PMC · DOI: 10.3389/fpubh.2025.1725107 · Frontiers in Public Health · 2026-01-12

## TL;DR

This paper introduces a new questionnaire to assess mental health service needs and usage, validated in a large Chinese study involving adolescents and older adults.

## Contribution

The study presents a novel, culturally relevant questionnaire validated for assessing mental health service demand and utilization.

## Key findings

- The Service Needs subscale showed high internal consistency (Cronbach’s α = 0.975).
- Exploratory factor analysis identified three key factors explaining 82.716% of the variance.
- The questionnaire demonstrated strong validity and reliability in its target populations.

## Abstract

As the global burden of mental health issues continues to grow, significant gaps persist in assessing the demand for and utilization of mental health services, particularly among vulnerable populations such as adolescents and older adults. Existing assessment tools often lack cultural and policy relevance, limiting their applicability across diverse social, political, and medical contexts. Guided by a revised Demand and Utilization Framework for Mental Health Services (R-MUSDU), this study aimed to develop and validate a comprehensive Mental Health Service Demand and Utilization Questionnaire (MHSDUQ). The instrument incorporates contextual, individual, and service-related factors to provide a more accurate evaluation of both service needs and patterns of utilization.

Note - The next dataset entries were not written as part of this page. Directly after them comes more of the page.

PR #194, opened 2021-07-11
Specify CSK value as color components

Anaminus:
Instead of treating the Color field of ColorSequenceKeypoint as an exception, CSK is specified as having fields for each color component. This is similar to how Ray is specified as six floats instead of two Vector3s.

### DIFF
--- a/docs/binary.md
+++ b/docs/binary.md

The questionnaire was developed based on the R-MUSDU framework. Initial items were generated through literature clustering analysis (n = 4,864), policy document analysis (n = 8), and qualitative interviews (n = 17), and were subsequently refined via transparent expert consultation (n = 18) and a pilot survey (n = 60). This study was conducted from May to August 2025 across general hospitals, specialized hospitals, communities, and secondary schools in six provincial-level regions in China. Due to limited data variability in the service utilization section, reliability and validity were assessed specifically for the Service Needs subscale using data from the final sample of 755 participants.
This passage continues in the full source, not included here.